Zebra-CoT: A Dataset for Interleaved Vision Language Reasoning
Ang Li, Charles Wang, Deqing Fu, Kaiyu Yue, Zikui Cai, Wang Bill Zhu, Ollie Liu, Peng Guo, Willie Neiswanger, Furong Huang, Tom Goldstein, Micah Goldblum
TL;DR
Zebra-CoT introduces a large-scale dataset of 182,384 interleaved text–image reasoning traces across 18 domains to train models for native visual CoT. It spans four main categories—scientific reasoning, 2D/3D visual reasoning, and visual logic games—built from real and synthetic data with careful curation to ensure coherent cross-modal traces. Frontier LLMs show weak zero-shot performance on Zebra-CoT, but scaffolding with initial multimodal steps yields substantial gains, and fine-tuning Anole-7B achieves notable improvements across multiple benchmarks, with Bagel-7B able to emit intrinsic visual CoT for RL-ready reasoning. The open-source dataset and models demonstrate Zebra-CoT’s effectiveness in advancing multimodal reasoning and lay groundwork for reinforcement-learning–driven visual CoT capabilities.
Abstract
Humans often use visual aids, for example diagrams or sketches, when solving complex problems.
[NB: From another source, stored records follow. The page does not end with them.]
Issue #12919, opened 2019-11-11
Change Media Editing project setup


leandroalonso:
The original setup of the Media Editing project has some downsides that we want to avoid:

* The dependency is dynamically linked, which causes the app startup time to increase
* Management of sub-targets in App Store Connect is far from ideal

The two possible solutions for the new setup are:

* Add the files into the main WPiOS project
* Or create it as a Pod dependency

PR #12924, opened 2019-11-11
Change Media Editing project setup

leandroalonso:
Implements #12919

### Why the changes?

* The original setup (embedded framework) caused it to be dynamically linked — and any of its dependencies. This slows down app startup time;
* Management of sub-targets in App Store Connect is hard.

The only downside from this setup is that the boundaries between WPiOS and the Media Editor are not enforced by the IDE. However, it will give us more dynamicity to develop/make changes in this phase (without the need to create a `Podspec`, reference it and so on).

### To test:

The green build should be enough.

Update release notes:


leandroalonso:
@shiki done in 9e96703e5d333b429af9e19c955fcaaad7d2c511

shiki:
I talked to Leandro. We missed moving the tests file. He'll take care of it.

leandroalonso:
@shiki Fixed in 6e21c07bbfb91aa5b274dfb3dac3379925783656

PR #12929, opened 2019-11-12
Update Aztec-Editor to 1.12 and add block editor paragraph alignment

mchowning:
This updates the AztecEditor to [version 1.12](https://github.com/wordpress-mobile/AztecEditor-iOS/releases/tag/1.12.0) and brings in the changes for paragraph alignment that needed that update.

To test:

* Smoke test of Aztec Editor
* Check paragraph alignment behavior in gutenberg editor (previously [this issue](https://github.com/wordpress-mobile/gutenberg-mobile/issues/1545) was observed and filed, but I'm actually not seeing that issue anymore, cc: @SergioEstevao )
* Check background color appearance in quote blocks

### TODO

- [ ] Update gutenberg ref after https://github.com/wordpress-mobile/gutenberg-mobile/pull/1489 is merged

### Update release notes


mchowning:
With @SergioEstevao 's [update to the AztecEditor](https://github.com/wordpress-mobile/AztecEditor-iOS/pull/1229/files#diff-8d8015f3f021c0252c1569e4965dce80R278), I needed to have a default color for the blockquote background color. Although my change looked fine to me, I'm not especially confident that the color I picked is the best option. It's worth having a particularly skeptical look at those changes.

SergioEstevao:
@mchowning I hope you don't mind but I updated the colors values in your PR to set the quote and pre backgrounds. Here is how it looks now:

AztecPreQuote

iamthomasbishop:
@SergioEstevao Are we using system grays in Aztec? I would probably use a lighter gray on light mode, but I think dark mode looks fine.

I'm curious which specific colors we are using here for blockquote/pre – in light mode and dark mode?

SergioEstevao:
> I'm curious which specific colors we are using here for blockquote/pre – in light mode and dark mode?

We are using the new Muriel pallete 
so for quote we are using .shade(5)/.shade(90) - gray5 and gray90
and fore pre we are using .shade(10)/.shade(80)- gray10 and gray80

iamthomasbishop:
Ah, ok – the screenshot's colors looked slightly different from the current values on [Color Studio](https://color-studio.blog), so maybe it's just a color profile thing in the screenshot.

We can just use the same backgound color for both pre and quote. So in other words, `gray 5` in light mode and `gray 90` in dark mode.

image

SergioEstevao:
@iamthomasbishop update the color in pre to be the same in quote.

The issue with the screenshots it's because I have True Tone activated on my laptop. It messes the colors a bit.

PR #12930, opened 2019-11-12
Testing: Convert unit & UI tests to test plans

rachelmcr:
This PR converts our existing unit and UI tests to use the new test plans in Xcode 11. This doesn't change what tests are run or when, but it does remove the need for two build-for-testing steps on CircleCI. Both unit and UI test plans are linked to the WordPress scheme now (with unit tests as the default).

To test:

* Confirm all of the unit tests are run and passing on CircleCI.
* Confirm all of the UI tests are run on both iPhone and iPad and passing on CircleCI.
* In Xcode, confirm that when working with the WordPress scheme, unit tests are run by default and UI tests can be run by selecting the WordPressUITests test plan in the Test Navigator or under Product > Test Plan:

Screenshot 2019-11-12 18 51 57
Screenshot 2019-11-12 18 52 50

Update release notes:

### DIFF
--- a/.circleci/config.yml
+++ b/.circleci/config.yml
@@ -39,9 +39,6 @@ jobs:
             pod-install: true
       - ios/xcodebuild:
           command: build-for-testing
-          arguments: -workspace 'WordPress.xcworkspace' -scheme 'WordPressUITests' -configuration 'Debug' -sdk iphonesimulator -derivedDataPath DerivedData
-      - ios/xcodebuild:
-          command: build-for-testing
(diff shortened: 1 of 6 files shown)


rachelmcr:
> For some reason, the media export tests fail locally for me, but they're working on CI, so I think it's ok and can be chalked up to XC11 weirdness.

I bet I know what's causing that. I saw some media-related failures in a couple test runs caused by the picker not being fully loaded and have a solution for that; I'll get a PR up soon to try to head off any possible flakiness of that sort.

Thanks for the review!

PR #12931, opened 2019-11-12
Remove Muriel palette workaround for Xcode 11 GM issue

frosty:
This PR removes the temporary workaround we added for an issue with the Xcode 11 GM where colors weren't loaded correctly from asset catalogs on iOS < 12. This is no longer an issue.

**To test**

* In Xcode 11, install an iOS 11 simulator, or use an iOS 11 device.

Training multimodal models to do the same, known as Visual Chain of Thought (Visual CoT), is challenging due to: (1) poor off-the-shelf visual CoT performance, which hinders reinforcement learning, and (2) the lack of high-quality visual CoT training data. We introduce $\textbf{Zebra-CoT}$, a diverse large-scale dataset with 182,384 samples, containing logically coherent interleaved text-image reasoning traces. We focus on four categories of tasks where sketching or visual reasoning is especially natural, spanning scientific questions such as geometry, physics, and algorithms; 2D visual reasoning tasks like visual search and jigsaw puzzles; 3D reasoning tasks including 3D multi-hop inference, embodied and robot planning; visual logic problems and strategic games like chess. Fine-tuning the Anole-7B model on the Zebra-CoT training corpus results in an improvement of +12% in our test-set accuracy and yields up to +13% performance gain on standard VLM benchmark evaluations. Fine-tuning Bagel-7B yields a model that generates high-quality interleaved visual reasoning chains, underscoring Zebra-CoT's effectiveness for developing multimodal reasoning abilities. We open-source our dataset and models to support development and evaluation of visual CoT.